#### YOUR OBJECTIVE
Among the records that follow, how many lines contain the word "possible"? Give the number and no other words.

Dataset entries
━━━━━━━━━━━━━━━━━━━━━━━━━━━━━━
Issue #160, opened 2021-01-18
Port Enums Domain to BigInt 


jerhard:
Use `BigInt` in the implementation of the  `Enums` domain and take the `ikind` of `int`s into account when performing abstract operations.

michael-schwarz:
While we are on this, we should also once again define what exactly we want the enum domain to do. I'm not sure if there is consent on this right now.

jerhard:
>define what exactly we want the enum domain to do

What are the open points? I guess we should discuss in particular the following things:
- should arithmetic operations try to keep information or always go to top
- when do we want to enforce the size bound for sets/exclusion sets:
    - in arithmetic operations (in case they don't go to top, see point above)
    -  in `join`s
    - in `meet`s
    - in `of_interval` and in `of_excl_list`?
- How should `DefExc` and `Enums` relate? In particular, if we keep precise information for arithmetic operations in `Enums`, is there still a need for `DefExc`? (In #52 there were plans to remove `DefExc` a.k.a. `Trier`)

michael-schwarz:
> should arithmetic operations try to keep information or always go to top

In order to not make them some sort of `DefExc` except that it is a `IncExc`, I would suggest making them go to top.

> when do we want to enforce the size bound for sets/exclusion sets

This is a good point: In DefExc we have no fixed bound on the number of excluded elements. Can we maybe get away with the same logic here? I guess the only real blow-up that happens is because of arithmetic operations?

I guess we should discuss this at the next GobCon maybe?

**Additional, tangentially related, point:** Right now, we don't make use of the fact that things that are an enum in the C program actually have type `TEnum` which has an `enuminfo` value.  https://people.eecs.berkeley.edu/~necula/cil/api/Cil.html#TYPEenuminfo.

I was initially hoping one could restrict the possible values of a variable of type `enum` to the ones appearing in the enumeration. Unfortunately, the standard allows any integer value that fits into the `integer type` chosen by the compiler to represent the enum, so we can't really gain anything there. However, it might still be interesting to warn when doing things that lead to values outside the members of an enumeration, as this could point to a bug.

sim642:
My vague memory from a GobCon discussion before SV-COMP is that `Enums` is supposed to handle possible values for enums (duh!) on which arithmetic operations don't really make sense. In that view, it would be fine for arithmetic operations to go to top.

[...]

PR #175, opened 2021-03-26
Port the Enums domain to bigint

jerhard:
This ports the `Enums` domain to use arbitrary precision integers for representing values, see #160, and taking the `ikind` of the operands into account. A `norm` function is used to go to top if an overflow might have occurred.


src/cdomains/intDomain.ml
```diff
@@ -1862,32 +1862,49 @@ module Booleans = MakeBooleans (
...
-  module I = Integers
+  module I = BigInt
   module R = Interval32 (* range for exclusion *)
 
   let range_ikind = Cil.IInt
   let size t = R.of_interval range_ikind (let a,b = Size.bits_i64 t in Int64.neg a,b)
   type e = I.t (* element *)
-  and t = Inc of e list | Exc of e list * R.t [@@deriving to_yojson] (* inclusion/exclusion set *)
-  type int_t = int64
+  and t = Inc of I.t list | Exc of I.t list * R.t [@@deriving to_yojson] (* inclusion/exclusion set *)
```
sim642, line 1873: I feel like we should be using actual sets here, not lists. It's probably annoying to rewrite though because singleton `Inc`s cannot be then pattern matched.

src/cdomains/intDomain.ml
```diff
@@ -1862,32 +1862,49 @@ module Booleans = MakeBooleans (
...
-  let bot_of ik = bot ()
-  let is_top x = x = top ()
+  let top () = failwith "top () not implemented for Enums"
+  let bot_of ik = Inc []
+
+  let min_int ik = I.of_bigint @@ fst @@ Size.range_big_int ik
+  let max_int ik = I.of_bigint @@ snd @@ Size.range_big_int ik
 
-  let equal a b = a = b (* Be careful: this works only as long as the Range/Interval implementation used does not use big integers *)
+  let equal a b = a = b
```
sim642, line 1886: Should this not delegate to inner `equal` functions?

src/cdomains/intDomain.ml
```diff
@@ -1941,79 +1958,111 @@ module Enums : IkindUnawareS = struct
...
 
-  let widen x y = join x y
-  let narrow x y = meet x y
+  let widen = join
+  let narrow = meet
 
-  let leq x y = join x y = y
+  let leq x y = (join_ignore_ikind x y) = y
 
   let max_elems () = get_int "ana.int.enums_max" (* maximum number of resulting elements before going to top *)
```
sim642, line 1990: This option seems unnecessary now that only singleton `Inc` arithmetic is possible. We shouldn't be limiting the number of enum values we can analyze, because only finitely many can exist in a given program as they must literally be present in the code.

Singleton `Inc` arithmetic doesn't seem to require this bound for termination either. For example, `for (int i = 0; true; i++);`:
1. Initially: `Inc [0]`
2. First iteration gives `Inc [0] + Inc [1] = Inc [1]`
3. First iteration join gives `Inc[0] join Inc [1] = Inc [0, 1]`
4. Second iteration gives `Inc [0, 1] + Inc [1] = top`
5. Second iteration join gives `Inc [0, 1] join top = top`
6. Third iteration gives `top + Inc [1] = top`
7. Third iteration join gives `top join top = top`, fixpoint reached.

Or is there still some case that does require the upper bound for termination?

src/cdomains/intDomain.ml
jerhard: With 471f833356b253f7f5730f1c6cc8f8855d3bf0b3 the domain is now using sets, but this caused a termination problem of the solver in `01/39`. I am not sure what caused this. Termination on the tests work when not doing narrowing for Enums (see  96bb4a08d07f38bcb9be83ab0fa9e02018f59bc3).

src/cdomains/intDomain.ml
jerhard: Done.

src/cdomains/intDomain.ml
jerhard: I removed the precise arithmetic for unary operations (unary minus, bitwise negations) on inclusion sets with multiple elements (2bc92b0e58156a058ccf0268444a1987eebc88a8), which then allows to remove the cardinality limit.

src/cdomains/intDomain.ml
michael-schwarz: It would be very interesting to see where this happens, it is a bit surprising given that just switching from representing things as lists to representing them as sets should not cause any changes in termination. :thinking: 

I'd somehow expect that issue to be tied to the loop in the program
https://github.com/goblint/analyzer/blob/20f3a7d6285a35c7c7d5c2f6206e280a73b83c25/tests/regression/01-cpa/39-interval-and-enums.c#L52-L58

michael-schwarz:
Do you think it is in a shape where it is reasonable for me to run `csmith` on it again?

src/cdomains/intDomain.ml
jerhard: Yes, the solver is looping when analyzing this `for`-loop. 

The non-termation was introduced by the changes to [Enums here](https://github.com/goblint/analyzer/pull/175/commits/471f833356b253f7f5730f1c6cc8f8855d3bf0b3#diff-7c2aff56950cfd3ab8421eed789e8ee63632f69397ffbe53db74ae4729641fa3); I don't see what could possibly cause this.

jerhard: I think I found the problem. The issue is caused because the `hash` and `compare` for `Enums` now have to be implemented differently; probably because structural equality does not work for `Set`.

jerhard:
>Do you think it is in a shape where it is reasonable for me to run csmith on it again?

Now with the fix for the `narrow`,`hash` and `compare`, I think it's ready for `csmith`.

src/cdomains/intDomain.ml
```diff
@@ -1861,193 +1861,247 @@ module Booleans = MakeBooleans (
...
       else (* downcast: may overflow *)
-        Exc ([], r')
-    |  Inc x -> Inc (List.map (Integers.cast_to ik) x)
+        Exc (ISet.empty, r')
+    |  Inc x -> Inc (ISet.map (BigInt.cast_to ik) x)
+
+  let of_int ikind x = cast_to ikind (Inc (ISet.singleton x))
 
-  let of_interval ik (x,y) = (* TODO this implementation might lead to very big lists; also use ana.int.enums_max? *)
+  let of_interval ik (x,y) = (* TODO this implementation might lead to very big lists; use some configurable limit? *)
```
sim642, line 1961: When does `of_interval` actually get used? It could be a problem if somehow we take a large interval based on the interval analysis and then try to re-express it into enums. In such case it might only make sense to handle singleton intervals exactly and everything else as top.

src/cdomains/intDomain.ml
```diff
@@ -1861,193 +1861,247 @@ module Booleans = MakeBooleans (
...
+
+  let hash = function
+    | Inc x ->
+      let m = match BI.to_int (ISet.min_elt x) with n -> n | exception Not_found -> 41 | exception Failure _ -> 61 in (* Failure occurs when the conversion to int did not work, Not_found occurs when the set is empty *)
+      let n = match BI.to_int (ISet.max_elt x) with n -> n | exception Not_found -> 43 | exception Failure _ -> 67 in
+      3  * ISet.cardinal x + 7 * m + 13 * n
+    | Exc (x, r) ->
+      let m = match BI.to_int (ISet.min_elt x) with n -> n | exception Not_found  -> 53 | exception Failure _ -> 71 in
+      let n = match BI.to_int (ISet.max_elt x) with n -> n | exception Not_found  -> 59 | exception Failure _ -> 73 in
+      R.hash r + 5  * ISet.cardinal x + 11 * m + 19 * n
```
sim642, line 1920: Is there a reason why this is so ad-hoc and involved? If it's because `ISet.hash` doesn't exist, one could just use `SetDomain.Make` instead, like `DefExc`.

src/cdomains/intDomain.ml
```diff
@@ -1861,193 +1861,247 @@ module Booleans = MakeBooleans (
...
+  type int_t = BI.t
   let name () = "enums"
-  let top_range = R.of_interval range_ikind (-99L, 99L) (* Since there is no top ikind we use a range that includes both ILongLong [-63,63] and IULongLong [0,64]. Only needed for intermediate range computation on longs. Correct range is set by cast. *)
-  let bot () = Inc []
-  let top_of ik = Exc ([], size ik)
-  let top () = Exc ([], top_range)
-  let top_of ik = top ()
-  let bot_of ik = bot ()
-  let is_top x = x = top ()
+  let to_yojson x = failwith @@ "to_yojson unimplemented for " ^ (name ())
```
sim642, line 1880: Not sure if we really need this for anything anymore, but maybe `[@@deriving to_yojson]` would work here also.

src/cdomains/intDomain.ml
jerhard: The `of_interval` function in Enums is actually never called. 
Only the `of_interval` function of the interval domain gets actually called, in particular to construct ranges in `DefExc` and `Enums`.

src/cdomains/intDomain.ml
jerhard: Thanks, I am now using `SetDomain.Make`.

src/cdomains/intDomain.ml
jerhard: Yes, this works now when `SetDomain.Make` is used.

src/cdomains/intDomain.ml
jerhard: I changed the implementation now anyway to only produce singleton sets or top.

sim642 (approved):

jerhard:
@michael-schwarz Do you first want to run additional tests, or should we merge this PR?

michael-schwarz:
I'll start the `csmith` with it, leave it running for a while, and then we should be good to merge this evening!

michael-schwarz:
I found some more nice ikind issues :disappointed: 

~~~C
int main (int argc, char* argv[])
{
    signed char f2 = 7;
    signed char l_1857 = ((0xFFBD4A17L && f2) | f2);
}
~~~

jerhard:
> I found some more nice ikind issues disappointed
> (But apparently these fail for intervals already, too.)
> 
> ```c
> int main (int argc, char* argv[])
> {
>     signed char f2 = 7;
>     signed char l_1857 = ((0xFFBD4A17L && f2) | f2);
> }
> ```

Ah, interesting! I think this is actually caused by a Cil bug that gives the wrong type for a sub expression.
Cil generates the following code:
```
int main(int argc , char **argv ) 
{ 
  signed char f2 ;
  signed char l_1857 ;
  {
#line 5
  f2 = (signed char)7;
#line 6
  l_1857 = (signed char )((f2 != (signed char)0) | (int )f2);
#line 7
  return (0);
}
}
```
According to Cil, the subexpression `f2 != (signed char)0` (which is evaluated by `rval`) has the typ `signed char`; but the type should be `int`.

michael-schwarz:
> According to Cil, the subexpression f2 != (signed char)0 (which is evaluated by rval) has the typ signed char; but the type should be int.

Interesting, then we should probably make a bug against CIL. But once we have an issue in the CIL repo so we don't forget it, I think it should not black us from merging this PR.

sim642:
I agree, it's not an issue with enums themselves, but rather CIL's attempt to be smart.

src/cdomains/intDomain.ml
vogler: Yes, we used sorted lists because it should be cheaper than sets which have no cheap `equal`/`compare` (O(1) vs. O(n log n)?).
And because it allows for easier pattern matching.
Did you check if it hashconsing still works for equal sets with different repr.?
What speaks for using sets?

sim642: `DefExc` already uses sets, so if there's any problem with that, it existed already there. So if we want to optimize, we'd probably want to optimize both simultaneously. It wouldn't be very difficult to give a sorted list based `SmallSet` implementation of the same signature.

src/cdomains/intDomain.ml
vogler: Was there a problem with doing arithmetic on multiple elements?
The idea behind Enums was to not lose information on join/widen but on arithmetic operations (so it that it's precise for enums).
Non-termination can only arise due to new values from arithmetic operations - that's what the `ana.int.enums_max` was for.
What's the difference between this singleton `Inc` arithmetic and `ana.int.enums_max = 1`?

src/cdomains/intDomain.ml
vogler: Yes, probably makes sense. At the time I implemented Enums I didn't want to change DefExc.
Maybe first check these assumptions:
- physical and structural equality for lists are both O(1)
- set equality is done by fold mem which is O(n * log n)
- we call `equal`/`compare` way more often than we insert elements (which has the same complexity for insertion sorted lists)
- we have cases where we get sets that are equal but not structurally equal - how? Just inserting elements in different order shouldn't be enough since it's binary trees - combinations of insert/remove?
━━━━━━━━━━━━━━━━━━━━━━━━━━━━━━
#### COMPLETED TASK
3